While volunteering, I have a lot of fun whenever Spanish-speaking patients arrive. I think they’re pleasantly surprised to hear me speak in their native language. The interaction often goes past the questions about travel and symptoms and turns into a more meaningful conversation.

I feel like I’ve always wanted to be a doctor. When I was five, my dad worked at St. Jude, and  I’d often go round with him to meet all the patients. I’ve been exposed to the medical system for such a long time, and it’s always been a dream of mine to be a part of it. Now, even though my contribution is small compared to that of most healthcare professionals, it’s rewarding to be on the frontlines of this pandemic and to help in the ways that I can.
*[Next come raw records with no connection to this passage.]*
PR #570, opened 2023-08-23
GamePath FileTree support

### LINKED ISSUE #553: Add a file tree abstraction for mod installers (and other parts of the app)
# Improvement

## Currently 
Files are passed into installers as a `Dictionary<RelativePath, Hash>` while this is a very simple interface each installer ends up writing their own tree traversal code.

## We want
To consolidate common operations on these entries into a simple data model. This file tree class should:

* Be somewhat path agnostic, should work for relative and absolute paths
* Support:
  * Finding the parent of an entry
  * Finding sibblings of an entry
  * Finding all decendents of an entry
  * Getting information of an entry (hash, size, etc)
* Recommended: keep the tree as a generic, so that different "value entry" types can be provided, so we can quickly convert a `Dictionary<RelativePath, Hash>` or a `Dictionary<GamePath, FileEntry>` to a `FileTree<TPath, TValue>`
* May require implementing a more detailed `IPath` interface

Al12rs:
closes #553 

Adds support for GamePath based FileTrees (`FileTreeNode<GamePath>`).

- Made game path extend `IPath<GamePath>` so the file tree can use it.
- Implemented IPath<> interface methods
- Added tests for new methods
- Added simple test for `FileTreeNode<GamePath>` (Paths library has more extensive testing already).


Al12rs:
Follow up to https://github.com/Nexus-Mods/NexusMods.Paths/pull/11

halgari (approved):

It makes me look forward to being able to do more in the future.

It’s tough right now not to be with my teammates playing golf. Most of our home courses are closed, so practice is sporadic. Staying mentally tough is key. We need to remain focused and continue to work hard through the end of the semester.
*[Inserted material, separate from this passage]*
PR #571, opened 2023-08-23
Hide remaining time in UI when paused

### LINKED ISSUE #510: Erroneous Time Remaining Estimate on Paused or Completed Downloads inside InProgressView
# Bug Report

Our team knows that we’re all there for each other. We know that we’ll get through to the fall, and we’ll be on the course again before we know it. Even though this year was cut short, we know we have a lot of potential, and we’re excited for next season.
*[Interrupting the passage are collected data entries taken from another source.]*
Issue #476, opened 2023-07-25
[UI Design] Show application version somewhere on the UI


Al12rs:
It's important for testing and debugging to have a visible version of the application listed somewhere so that users and tester may immediately know which version of the app they are running.

Proposed places are the top windows bar or a new bottom status bar. Top windows bar could apparently be absent on Linux.

Greg-Nexus:
Related: https://github.com/Nexus-Mods/NexusMods.App/issues/567

Pickysaurus:
The banner at the bottom of the UI shows the version number

Issue #567, opened 2023-08-22
Display alpha build banner


Greg-Nexus:
# Improvement

## Currently 
We do not display anywhere on the App that it is in a pre-alpha build state and general modding use is not yet supported.

## We want
To display a persistent banner at the bottom of the App, reminding users that we are in a pre-alpha build state.

## Supporting Information
Please use the following copy, dynamically pulling through the version number if possible:

> {insert version number} - DEVELOPMENT USE ONLY

Example:

> v0.1 - DEVELOPMENT USE ONLY

## Design
**Note:** please use the text above (not the text in the image), the design styling should be followed.

![image (7)](https://github.com/Nexus-Mods/NexusMods.App/assets/100707075/a246cd3d-5e4d-4b90-85a2-54bf9542a34e)

Greg-Nexus:
Related issue: https://github.com/Nexus-Mods/NexusMods.App/issues/476

This issue solves 476.

PR #574, opened 2023-08-24
Add banner for development builds (#567)

JonathanFeenstra:
This adds a banner at the bottom of the screen to show that the current build is a development/debug build as described in #567. In case of a debug build, it looks like this:

Screenshot 2023-08-24 231037

In case of an official (pre-)release, it shows the product version instead of the "Debug build" text.

For now, the banner is hard-coded into the MainWindow as discussed on Discord. This means the code needs to be removed before making a stable release, or updated to only display the banner if a stable release version is detected. The text is also hard-coded an not localised.

I noticed that Rider automatically made some whitespace changes in IconStyles.xaml. Let me know if I should remove those from the commit.


JonathanFeenstra:
Note that this does not fully resolve #476 since the banner is only shown for development builds. For stable releases, it would still make sense to display the version elsewhere in the UI.

Al12rs (approved):

halgari:
For now, all builds are development, so this is fantastic. Thanks for the contribution!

For right now, my advice to all is to stay home. Many models from healthcare professionals show the virus peaking around this week. Stay home if you can, and if you must go out, wear a mask. I feel like a lot of younger people have the mindset that since they’re not the at-risk population, it doesn’t matter. The problem is, however, even if you’re going to be fine, you might spread it to someone who won’t be. 

In the United States, people are forming better habits. It’s definitely an adjustment, but everyone can do the small things: stay at home and avoid contact with other people. We can all play our part in helping.